Industrialists drool when they're happy, or content, or in touch with their inner contentment. Because there's a difference between the contentment everyone else feels -- Miller Time -- and being in touch with your inner contentment. One is the fruit and the other is the root with the fruit before it's obvious.
I've already drooled three times this morning, which is rather strange, because I can go months without drooling once. What I write is all true. I guess I'm so stoved up -- no one's friend, afraid of my own smokestack's tower -- that the drool strings never loosen. I might drool in my sleep. Who am I kidding? My pillow's never wet in the morning.
What I've been decrying these many months, the ways of the industrial powers, really is something I hate. Probably because of the level they've reached. Not out of jealousy, really, but because I know they're against the rest of us, and what they've come to in life is so selfish it's dangerous. Yet they're able to drool out of that special contentment place, because they're one with it. How to be one with it without ruining it would have to be the question.
My own forays into industrialism -- the residential industrial movement, every man his own tire factory, or every man his own electrical generating plant -- have led me into some of this contentment, but I know it could go too far. (I'm up against a brick wall in some of my understandings here. Because I don't want there to be a big gulf between treating everything in the best way and having our industrial cake too.)

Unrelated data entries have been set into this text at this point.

PR #984, opened 2019-10-31
Implement DataFrame.quantile

### LINKED ISSUE #959: DataFrame.quantile
https://pandas.pydata.org/pandas-docs/stable/reference/api/pandas.DataFrame.quantile.html

```Python
df = ks.DataFrame(
  {"a" : [4, 5, 6],
   "b" : [7, 8, 9],
   "c" : [10, 11, 12]},
  index = [1, 2, 3]
)
df.quantile([0.25,0.75])
```

```
PandasNotImplementedError                 Traceback (most recent call last)
<ipython-input-36-ade0575f6b3c> in <module>
----> 1 df.quantile([0.25,0.75])

/srv/conda/envs/notebook/lib/python3.7/site-packages/databricks/koalas/missing/__init__.py in unsupported_function(*args, **kwargs)
     22     def unsupported_function(*args, **kwargs):
     23         raise PandasNotImplementedError(class_name=class_name, method_name=method_name,
---> 24                                         reason=reason)
     25 
     26     def deprecated_function(*args, **kwargs):

PandasNotImplementedError: The method `pd.DataFrame.quantile()` is not implemented yet.

```

itholic:
Resolves #959 

```python
>>> kdf = ks.DataFrame({'a': [1, 2, 3, 4, 5], 'b': [6, 7, 8, 9, 0]})
>>> kdf
   a  b
0  1  6
1  2  7
2  3  8
3  4  9
4  5  0

>>> kdf.quantile(.5)
a    3
b    7
Name: 0.5, dtype: int64

>>> kdf.quantile([.25, .5, .75])
      a  b
0.25  2  6
0.5   3  7
0.75  4  8
```

### DIFF
--- a/databricks/koalas/frame.py
+++ b/databricks/koalas/frame.py
@@ -7527,7 +7527,7 @@ defaultdict(<class 'list'>, {'col..., 'col...})]
         args = ", ".join(map(str, quantiles))
 
         percentile_cols = []
-        for i, column in enumerate(self.columns):
+        for i, column in enumerate(self._internal.data_columns):
             sdf = self._sdf
             percentile_cols.append(F.expr(
                 "approx_percentile(`%s`, array(%s), %s)" % (column, args, accuracy))
--- a/databricks/koalas/frame.py
+++ b/databricks/koalas/frame.py
@@ -7503,6 +7503,7 @@ defaultdict(<class 'list'>, {'col..., 'col...})]
         0.5   3  7
         0.75  4  8
         """
+        from collections import defaultdict
         result_as_series = False
         if axis not in [0, 'index']:
             raise ValueError('axis should be either 0 or "index" currently.')
@@ -7512,29 +7513,59 @@ defaultdict(<class 'list'>, {'col..., 'col...})]
             result_as_series = True
             key = str(q)
             q = (q,)
+
         quantiles = q
+        # First calculate the percentiles from all columns and map it to each `quantiles`
+        # by creating each entry as a struct. So, it becomes an array of structs as below:
+        #
+        # +-----------------------------------------+
+        # |                                   arrays|
+        # +-----------------------------------------+
+        # |[[0.25, 2, 6], [0.5, 3, 7], [0.75, 4, 8]]|
+        # +-----------------------------------------+
+        sdf = self._sdf
         args = ", ".join(map(str, quantiles))
-        internal_index_column = SPARK_INDEX_NAME_FORMAT(0)
-        sdf_list = []
+
+        percentile_cols = []
         for i, column in enumerate(self.columns):
             sdf = self._sdf
-            percentile_col = F.expr(
+            percentile_cols.append(F.expr(
                 "approx_percentile(`%s`, array(%s), %s)" % (column, args, accuracy))
-            sdf = sdf.select(percentile_col.alias("percentiles"))
-            value_column = column
-            cols = []
-            for i, quantile in enumerate(quantiles):
-                cols.append(F.struct(
-                    F.lit("%s" % quantile).alias(internal_index_column),
-                    F.expr("percentiles[%s]" % i).alias(value_column)))
-            sdf = sdf.select(F.array(*cols).alias("arrays"))
-            sdf = sdf.select(F.explode(F.col("arrays"))).selectExpr("col.*")
-            sdf_list.append(sdf)
+                .alias(column))
+        sdf = sdf.select(percentile_cols)
+        # Here, after select percntile cols, a sdf looks like below:
+        # +---------+---------+
+        # |        a|        b|
+        # +---------+---------+
+        # |[2, 3, 4]|[6, 7, 8]|
+        # +---------+---------+
 
-        sdf = reduce(lambda x, y: x.join(y, on=internal_index_column), sdf_list)
+        cols_dict = defaultdict(list)
+        for column in self._internal.data_columns:
+            for i in range(len(quantiles)):
+                cols_dict[column].append(F.expr("%s[%s]" % (column, i)).alias(column))
+
+        internal_index_column = SPARK_INDEX_NAME_FORMAT(0)
+        cols = []
+        for i, col in enumerate(zip(*cols_dict.values())):
+            cols.append(F.struct(
+                F.lit("%s" % quantiles[i]).alias(internal_index_column),
+                *col))
+        sdf = sdf.select(F.array(*cols).alias("arrays"))
+
+        # And then, explode it and manually set the index.
+        # +-----------------+---+---+
+        # |__index_level_0__|  a|  b|
+        # +-----------------+---+---+
+        # |             0.25|  2|  6|
+        # |              0.5|  3|  7|
+        # |             0.75|  4|  8|
+        # +-----------------+---+---+
+        sdf = sdf.select(F.explode(F.col("arrays"))).selectExpr("col.*")
+
         internal = self._internal.copy(
             sdf=sdf,
-            data_columns=self.columns,
+            data_columns=self._internal.data_columns,
             index_map=[(internal_index_column, None)],
             column_index=self._internal.column_index,
             column_index_names=None)
--- a/databricks/koalas/frame.py
+++ b/databricks/koalas/frame.py
@@ -7451,6 +7451,76 @@ defaultdict(<class 'list'>, {'col..., 'col...})]
         """
         return self.columns
 
+    # TODO: fix parameter 'axis' and 'numeric_only' to work same as pandas'
+    def quantile(self, q=0.5, axis=0, numeric_only=True, accuracy=10000):
+        """
+        Return value at the given quantile.
+
+        .. note:: Unlike pandas', the quantile in Koalas is an approximated quantile based upon
+            approximate percentile computation because computing quantile across a large dataset
+            is extremely expensive.
+
+        Parameters
+        ----------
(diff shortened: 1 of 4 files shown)


databricks/koalas/frame.py
```diff
@@ -7451,6 +7451,76 @@ def keys(self):
...
+        0.25  2  6
+        0.5   3  7
+        0.75  4  8
+        """
+        if axis not in [0, 'index']:
+            raise ValueError('axis should be either 0 or "index" currently.')
+        if numeric_only is not True:
+            raise ValueError("quantile currently doesn't supports numeric_only")
+        if isinstance(q, float):
+            q = (q,)
```
ueshin: Can we do this?

```py
>>> pdf.quantile(.5)
a    3.0
b    7.0
Name: 0.5, dtype: float64
>>> pdf.quantile([.5])
       a    b
0.5  3.0  7.0
```

databricks/koalas/frame.py
```diff
@@ -7451,6 +7451,76 @@ def keys(self):
...
+        quantile_columns = [self[col_name].quantile(q) for col_name in self.columns]
+        if len(q) == 1:
+            from databricks.koalas.series import _col
+            return _col(reduce(
+                lambda x, y: x.to_frame().merge(y.to_frame(), left_index=True, right_index=True),
+                quantile_columns).T)
+        else:
+            return reduce(
+                lambda x, y: x.to_frame().merge(y.to_frame(), left_index=True, right_index=True),
+                quantile_columns)
```
ueshin: Actually these are too expensive. I guess we would rather implement here and reuse it in `Series`.

itholic: @ueshin oops i get it. i misunderstood the comment in https://github.com/databricks/koalas/issues/959#issuecomment-546852684. i thought that means we can use it directly in DataFrame but it means just we can refer them and reuse the logic 😅 

Anyway, i'll fix them soon, Thanks for the comment!!

databricks/koalas/frame.py
itholic: Thanks for the comment!! yes sure we can 😄 i'll fix them soon

databricks/koalas/frame.py
```diff
@@ -7451,6 +7451,96 @@ def keys(self):
...
+            raise ValueError("quantile currently doesn't supports numeric_only")
+        if isinstance(q, float):
+            result_as_series = True
+            key = str(q)
+            q = (q,)
+        quantiles = q
+        args = ", ".join(map(str, quantiles))
+        internal_index_column = SPARK_INDEX_NAME_FORMAT(0)
+        sdf_list = []
+        for i, column in enumerate(self.columns):
```
ueshin: We should use `self._internal.data_columns`.
We can't use external APIs for accessing Spark DataFrame.
E.g., what if with multi-index columns?

databricks/koalas/frame.py
```diff
@@ -7451,6 +7451,96 @@ def keys(self):
...
+            cols = []
+            for i, quantile in enumerate(quantiles):
+                cols.append(F.struct(
+                    F.lit("%s" % quantile).alias(internal_index_column),
+                    F.expr("percentiles[%s]" % i).alias(value_column)))
+            sdf = sdf.select(F.array(*cols).alias("arrays"))
+            sdf = sdf.select(F.explode(F.col("arrays"))).selectExpr("col.*")
+            sdf_list.append(sdf)
+
+        sdf = reduce(lambda x, y: x.join(y, on=internal_index_column), sdf_list)
```
ueshin: I guess we can avoid the join chain? Otherwise this is still too expensive.

itholic: yeah it still looks so, i just fixed it to avoid expensive calculation.
Thanks for the comment! :)

databricks/koalas/frame.py
ueshin: This is not addressed yet.

itholic: oops i missed it. just addressed this. thanks for the comment!! :)

databricks/koalas/frame.py
```diff
@@ -7451,6 +7451,127 @@ def keys(self):
...
+
+        quantiles = q
+        # First calculate the percentiles from all columns and map it to each `quantiles`
+        # by creating each entry as a struct. So, it becomes an array of structs as below:
+        #
+        # +-----------------------------------------+
+        # |                                   arrays|
+        # +-----------------------------------------+
+        # |[[0.25, 2, 6], [0.5, 3, 7], [0.75, 4, 8]]|
+        # +-----------------------------------------+
```
ueshin: Seems like these comments are not right?
I don't see any `arrays` column here?
Could you reorganize comments?

databricks/koalas/frame.py
```diff
@@ -7451,6 +7451,127 @@ def keys(self):
...
+        sdf = self._sdf
+        args = ", ".join(map(str, quantiles))
+
+        percentile_cols = []
+        for i, column in enumerate(self._internal.data_columns):
```
ueshin: `i` is not used?

databricks/koalas/frame.py
```diff
@@ -7451,6 +7451,127 @@ def keys(self):
...
+        # +---------+---------+
+
+        cols_dict = defaultdict(list)
+        for column in self._internal.data_columns:
+            for i in range(len(quantiles)):
+                cols_dict[column].append(F.expr("%s[%s]" % (column, i)).alias(column))
+
+        internal_index_column = SPARK_INDEX_NAME_FORMAT(0)
+        cols = []
+        for i, col in enumerate(zip(*cols_dict.values())):
```
ueshin: Is this deterministic even in Python 3.5?

databricks/koalas/frame.py
itholic: ah, that means we can get those DataFrame after finished below logic.

before ```# And then``` comment line

스크린샷 2019-11-05 오전 9 55 02

This comment mimics Series' one like:

스크린샷 2019-11-05 오전 9 57 48

databricks/koalas/frame.py
itholic: Thanks for the check this out. that's my mistake.

databricks/koalas/frame.py
itholic: i'll check it and come back after then. :)
thanks for the comment!

databricks/koalas/frame.py
```diff
@@ -7451,6 +7451,127 @@ def keys(self):
...
+                .alias(column))
+        sdf = sdf.select(percentile_cols)
+        # Here, after select percntile cols, a sdf looks like below:
+        # +---------+---------+
+        # |        a|        b|
+        # +---------+---------+
+        # |[2, 3, 4]|[6, 7, 8]|
+        # +---------+---------+
+
+        cols_dict = defaultdict(list)
```
HyukjinKwon: I think you can use `OrderedDict` to address https://github.com/databricks/koalas/pull/984/files#r342333566

databricks/koalas/frame.py
```diff
@@ -7451,6 +7451,127 @@ def keys(self):
...
+        for column in self._internal.data_columns:
+            for i in range(len(quantiles)):
+                cols_dict[column].append(F.expr("%s[%s]" % (column, i)).alias(column))
```
HyukjinKwon: I think you can use `cols_dict[column].getItem(...)` or `cols_dict[column][...]` instead of `F.expr`.

databricks/koalas/frame.py
```diff
@@ -7451,6 +7451,127 @@ def keys(self):
...
+        b    7
+        Name: 0.5, dtype: int64
+
+        >>> kdf.quantile([.25, .5, .75])
+              a  b
+        0.25  2  6
+        0.5   3  7
+        0.75  4  8
+        """
+        from collections import defaultdict
```
HyukjinKwon: I would move the import into the top of this file.

databricks/koalas/frame.py
```diff
@@ -7451,6 +7451,127 @@ def keys(self):
...
+        # |[[0.25, 2, 6], [0.5, 3, 7], [0.75, 4, 8]]|
+        # +-----------------------------------------+
+        sdf = self._sdf
+        args = ", ".join(map(str, quantiles))
+
+        percentile_cols = []
+        for column in self._internal.data_columns:
+            sdf = self._sdf
+            percentile_cols.append(F.expr(
+                "approx_percentile(`%s`, array(%s), %s)" % (column, args, accuracy))
```
HyukjinKwon: Ah, https://github.com/databricks/koalas/pull/984/files#r342332798 this is for here.

databricks/koalas/frame.py
itholic: @HyukjinKwon thanks for the comment! :)
maybe you mean instead of `append` ??

databricks/koalas/frame.py
itholic: ah, yeah. i'll do it.

databricks/koalas/frame.py
itholic: thanks for the comment!! yes i get it :)

databricks/koalas/frame.py
itholic: it should be better to use `OrderedDict` rather than `defaultdict`

databricks/koalas/frame.py
itholic: i just fixed it :)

What I started with in the ideas for the residential industrial movement wasn't really meant to lead to tire factories on every block and all the rest, but to make the point that industrialism is ruining everything ... and to point out the absurdity of it all ... by giving the opposite absurdity that if these other guys get to have their own industry and ruin everything, why shouldn't the rest of us be able to get in on that. It's the old ethical teaching about 'What if everyone did what you're doing right now?' That makes you stop and think!

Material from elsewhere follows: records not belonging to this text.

PR #985, opened 2019-10-31
Implement min, max, sum and mean of Expanding in Series and DataFrame

HyukjinKwon:
This PR implement min, max, sum and mean of Expanding in Series and DataFrame

```python
>>> ks.Series([2, 3, float("nan"), 10]).expanding().sum()
0     2.0
1     5.0
2     5.0
3    15.0
Name: 0, dtype: float64
>>> ks.DataFrame({'a': [1, float('nan'), 3], 'b': [1.0, 2.0, 3.0]}).expanding().sum()
     a    b
0  1.0  1.0
1  1.0  3.0
2  4.0  6.0
```

relates to #984 977


databricks/koalas/window.py
```diff
@@ -80,6 +80,34 @@ def __getattr__(self, item: str) -> Any:
                 return partial(property_or_func, self)
         raise AttributeError(item)
 
+    def _apply_as_series_or_frame(self, func):
```
HyukjinKwon: Should I maybe separate `Expanding` into `SeriesExpandng` and `FrameExpanding` .. ? not sure yet.

databricks/koalas/missing/window.py
```diff
@@ -71,14 +67,10 @@ class _MissingPandasLikeRolling(object):
...
     cov = unsupported_function_rolling("cov")
     kurt = unsupported_function_rolling("kurt")
-    max = unsupported_function_rolling("max")
-    mean = unsupported_function_rolling("mean")
     median = unsupported_function_rolling("median")
-    min = unsupported_function_rolling("min")
     quantile = unsupported_function_rolling("quantile")
     skew = unsupported_function_rolling("skew")
     std = unsupported_function_rolling("std")
-    sum = unsupported_function_rolling("sum")
```
itholic: maybe you only implemented that functions for `Expanding`??

databricks/koalas/missing/window.py
```diff
@@ -120,14 +108,10 @@ class _MissingPandasLikeRollingGroupby(object):
...
```
itholic: ditto

databricks/koalas/missing/window.py
HyukjinKwon: Yeah, it's for simplicity. `ExpandingGroupBy` extends `Expanding` so it inherits the implementation. As a workaround for now, I am manually throwing an exception at `ExpandingGroupBy`.

This missing methods are tested so this is just to make the tests pass for now.

itholic: @HyukjinKwon Thanks for the comment!

okay i got it, but i mentioned about these commented lines are indicates functions of `Rolling`, not `Expanding` 😄

HyukjinKwon: Oh, you're right. let me check.

HyukjinKwon:
Let me merge this to proceed forward .. I'm still touching the codes around here so please let me know if you guys have more comments.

So ... why should the monster truck tire factory be able to spew black filth day after day while the rest of us sit here suffering? What if we all spewed black filth? It's a great question, and one that was answered with the absurdity of the residential industrial movement. Which now is a literal thing, with my neighbors and others around the world very proactively establishing factories, plants, and all the things of industry.

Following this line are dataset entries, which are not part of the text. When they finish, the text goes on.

PR #987, opened 2019-10-31
Fix Dataframe.melt function & Add doctest case for melt function

fwani:
There is no test that tested with `str, tuple type` of `value_vars` parameter at Dataframe.melt function. 
I update doctest case.
Screen Shot 2019-10-31 at 5 36 37 PM

And, I thought, There is a bug like the image below.
Screen Shot 2019-10-31 at 5 46 57 PM

I changed some codes.


itholic:
nice finding

databricks/koalas/frame.py
```diff
@@ -6801,8 +6825,6 @@ def melt(self, id_vars=None, value_vars=None, var_name=None,
             value_vars = []
         elif isinstance(value_vars, str):
             value_vars = [(value_vars,)]
-        elif isinstance(value_vars, tuple):
-            value_vars = [value_vars]
```
ueshin: The root cause is not here.
We should check the specified vars are included in `column_index`.
E.g.,

```py
>>> df.melt(value_vars='Z')
...
pyspark.sql.utils.AnalysisException: "Can't extract value from pairs#15: need struct type but got string;"
```

This is necessary for multi-index columns support, but we might want to do the same thing for `id_vars` to follow pandas' behavior. I don't like the behavior, though. :)

fwani: Thank you for the review. 👍 

I'll fix it in the other direction after comparing the melt function of pandas and koalas.

fwani:
@ueshin 
I don't know if I understand your opinion well,
but I added some lines to catch some exceptions in melt function.

databricks/koalas/frame.py
```diff
@@ -6797,14 +6818,29 @@ def melt(self, id_vars=None, value_vars=None, var_name=None,
 
         column_index = self._internal.column_index
 
+        missing = [True for id_var in id_vars if id_var not in column_index]
+        if True in missing:
+            raise KeyError("The following 'id_vars' are not present"
+                           " in the DataFrame: {}"
+                           .format(id_vars))
```
ueshin: Shall we use `name_like_string` for `id_vars`? E.g., `.format([nam_like_string(id) for id in id_vars])`

databricks/koalas/frame.py
```diff
@@ -6797,14 +6818,29 @@ def melt(self, id_vars=None, value_vars=None, var_name=None,
...
+            else:
+                raise ValueError('value_vars must be a list of tuples'
+                                 ' when columns are a MultiIndex')
         else:
             value_vars = [valv if isinstance(valv, tuple) else (valv,) for valv in value_vars]
+        missing = [True for value_var in value_vars if value_var not in column_index]
+        if True in missing:
+            raise KeyError("The following 'value_vars' are not present"
+                           " in the DataFrame: {}"
+                           .format(value_vars))
```

databricks/koalas/frame.py
```diff
@@ -6782,6 +6782,27 @@ def melt(self, id_vars=None, value_vars=None, var_name=None,
...
+        >>> df.columns = pd.MultiIndex.from_tuples([('X', 'A'), ('X', 'B'), ('Y', 'C')])
+        >>> df.melt(id_vars=('A',))  # doctest: +ELLIPSIS
+        Traceback (most recent call last):
+          ...
+        ValueError: id_vars must be a list of tuples when columns are a MultiIndex
+
+        >>> df.melt(value_vars=('A',))  # doctest: +ELLIPSIS
+        Traceback (most recent call last):
+          ...
+        ValueError: value_vars must be a list of tuples when columns are a MultiIndex
```
ueshin: Could you move these to `DataFrameTest.test_melt`?

databricks/koalas/frame.py
fwani: I understand.
but I have a question, 
If id_vars is ['A', 'Z'], should we raise all of id_vars ('A', 'Z') or only non-existent column ('Z')?

databricks/koalas/frame.py
fwani: Thanks!

databricks/koalas/frame.py
fwani: Ok, Thanks for reviewing.

databricks/koalas/frame.py
ueshin: Could you check pandas' behavior? and shall we follow it?

fwani: Ok.
I checked result of pandas' behavior.
```
>>> pdf.melt(value_vars=['A', 'Z'])
  ...
KeyError: "The following 'value_vars' are not present in the DataFrame: ['Z']"
>>> pdf.melt(value_vars=[('X', 'A'),('X', 'Z')])
  ...
KeyError: "The following 'value_vars' are not present in the DataFrame: ['Z']"
```
I changed the codes of the result of that exception.

databricks/koalas/frame.py
```diff
@@ -6783,28 +6789,56 @@ def melt(self, id_vars=None, value_vars=None, var_name=None,
...
+                    raise ValueError('id_vars must be a list of tuples'
+                                     ' when columns are a MultiIndex')
+            else:
+                id_vars = [idv if isinstance(idv, tuple) else (idv,)
+                           for idv in id_vars]
 
-        column_index = self._internal.column_index
+            raveled_column_index = np.ravel(column_index)
+            missing = [idv for idv in np.ravel(id_vars)
+                       if idv not in raveled_column_index]
```
ueshin: These seem not like a good strategy. E.g., for multi-index columns,

```py
>>> df
   X     Y
   A  B  C
0  a  1  2
1  b  3  4
2  c  5  6
>>> df.melt(value_vars=[('Y', 'A')])
...
pyspark.sql.utils.AnalysisException: "Can't extract value from pairs#68: need struct type but got string;"
```

still throws `AnalysisException`.

fwani: Wow! I didn’t catch that case.
Thank you. :)

fwani:
I checked lint, pytest, doctest, building document in my local environment.
But lint-python test is failed at just version 3.5 in the Travis CI. not 3.6, 3.7
How can I fix it...?

databricks/koalas/frame.py
```diff
@@ -6783,28 +6789,64 @@ def melt(self, id_vars=None, value_vars=None, var_name=None,
...
+            if len(non_existence_col) != 0:
+                raveled_column_index = np.ravel(column_index)
+                missing = [nec for nec in np.ravel(non_existence_col)
+                           if nec not in raveled_column_index]
+                if len(missing) != 0:
+                    raise KeyError("The following 'id_vars' are not present"
+                                   " in the DataFrame: {}".format(missing))
+                else:
+                    raise KeyError("None of [{}] are in the [columns]"
+                                   .format(pd.MultiIndex.from_tuples(non_existence_col)))
```
ueshin: The error message is strange?

```
KeyError: "None of [MultiIndex(levels=[['X'], ['Y']],\n           codes=[[0], [0]])] are in the [columns]"
```

How about:

```diff
-                    raise KeyError("None of [{}] are in the [columns]"
-                                   .format(pd.MultiIndex.from_tuples(non_existence_col)))
+                    raise KeyError("None of {} are in the {}"
+                                   .format(non_existence_col, column_index))
```

then

```
KeyError: "None of [('X', 'Y')] are in the [('X', 'A'), ('X', 'B'), ('Y', 'C')]"
```

databricks/koalas/frame.py
```diff
@@ -6783,28 +6789,64 @@ def melt(self, id_vars=None, value_vars=None, var_name=None,
...
+            if len(non_existence_col) != 0:
+                raveled_column_index = np.ravel(column_index)
+                missing = [nec for nec in np.ravel(non_existence_col)
+                           if nec not in raveled_column_index]
+                if len(missing) != 0:
+                    raise KeyError("The following 'value_vars' are not present"
+                                   " in the DataFrame: {}".format(missing))
+                else:
+                    raise KeyError("None of [{}] are in the [columns]"
+                                   .format(pd.MultiIndex.from_tuples(non_existence_col)))
```

databricks/koalas/frame.py
fwani: I agree with you. 
I'll change error message the case of id_vars, value_vars.

ueshin:
Thanks! merging.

What a thing! Like Frankenstein's monster, my very own! And it won't be a week before there's a million industries meant to supply these, all kinds of kits, furnishings, etc. Meaning, very soon, every man will be getting a 600 page catalog full of gigantic desks and glass-paneled bookcases. And easy chairs. I could have my very own easy chair factory. Where I'd be sitting in our top of the line chair, looking out over my smokestacks, drooling.
Surfers probably drool, because they're on top of the world and the world's moving with them. That's the way it is for us industrialists. The world's moving with us, and will continue to move with us as long as it can.